$R^2$ relative to a noiseless function

Question

I am interested in computing the $R^2$ between a set of points $D_f = \{ (x,y)\} $ where $y = f(x)$ and a set of points $D' = \{(x',y') \}$ obtained adding noise to $D_f$.

I don't think I can use: $$ R^2 = 1 - \frac{\sum_i (y'_i - y_i)^2}{\sum_i (y'_i - \bar{y'})^2} $$ because noise can be added to the $x$ coordinate as well.

More specifically, I am interested in computing the $R^2$ to compare MIC (Maximal Information Coefficient) as in "Detecting Novel Associations in Large Data Sets" Reshef et al.

Answer 1

According to Kinney and Atwal in "Equitability, mutual information, and the maximal information coefficient" the $R^2$ is computed as $r(D_f,D'_f)^2$ where $r$ is the Pearson correlation coefficient.

According to Wikipedia $r^2 = R^2$ ($R^2$ defined in the question above) in a least squares regression analysis.
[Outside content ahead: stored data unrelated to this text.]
Issue #9715, opened 2025-11-07
Test and explanation for days out of stock dynamic diesel query


andreievg:
## Is your feature request related to a problem? Please describe 👀

Days out of stock query done with dynamic diesel is complex and foreign, lack validation

## Describe the solution you'd like 🎁

Add tests, explanation and link to dynamic sql tutorial (check original issue for explanation)

Bonus to remove if let Some in the DaysOutOfStockRepository.query

aimee-mcneil-melville:
A PR has been made with some improvements. May need a part 2 or another follow up

Some questions still open:

1. Getting the correct date (local vs UTC time) **Affects AMC and DOS calculations**

date_now() returns UTC time - so could be yesterday, today, or tomorrow depending on time of day and local timezone

We want the item stats filter to use the end of day current local date (if no period end supplied). Records are stored in UTC. So if the user is in NZT eg 28/11 with a +12hr difference, the dates provided in the item_stats filter should be 27/11 12:00 UTC - 28/11 12:00 UTC

Usually this is handled client side with the filters, I made a start at implementing a similar approach to (item counts)[https://github.com/msupply-foundation/open-msupply/blob/babdf29e95f3cf28514c7e9ec6997beb0e026df2/server/service/src/dashboard/invoice_count.rs] with passing through a timezone, but quickly expanded into passing this through many areas so I'm not sure is the best approach.

Other options to look at: 
- Local storage
- Store timezone on ServiceContext


2. DOS query doesn't determine full days out of stock - it determines if the day ends on a balance of 0. Could amend the query to check if start and end balance is 0 (would still allow an edge case of stock in and out on the same day). Is the desired outcome of this query days ending on 0 or full days out of stock?

PR #9875, opened 2025-11-27
9715 Test dos dynamic query

aimee-mcneil-melville:
Partial #9715

# 👩🏻‍💻 What does this PR do?

Add tests to the days out of stock repository to check the number of days returned

Some improvements in the repository query

Add test_helpers to repository layer and moved make_movements there so it can be accessed. This is where a bunch of file changes come from sorry!

TBC expected behaviour here but have some findings from testing:

1. date_now() returns UTC time - so could be yesterday, today, or tomorrow depending on time of day and local timezone
- If amc or dos are queried at NZT 27/11 10am the date_now() is 26/11 - yesterday
- If amc or dos are queried at NZT 27/11 3pm the date_now() is 27/11 - current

Given that all the points are generated according a function $f$, I think the result might hold true here as well. In other words, it holds true if $f$ is what we would obtain via regression analysis.

I had a doubt about the effect of noise added to $x$ coordinate. Noise added to $x$ changes $y'$ because of the generation process of $D'_f$. Indeed, $y' = f(x + \eta_x) + \eta_y$, where $\eta_x,\eta_y$ is the added noise.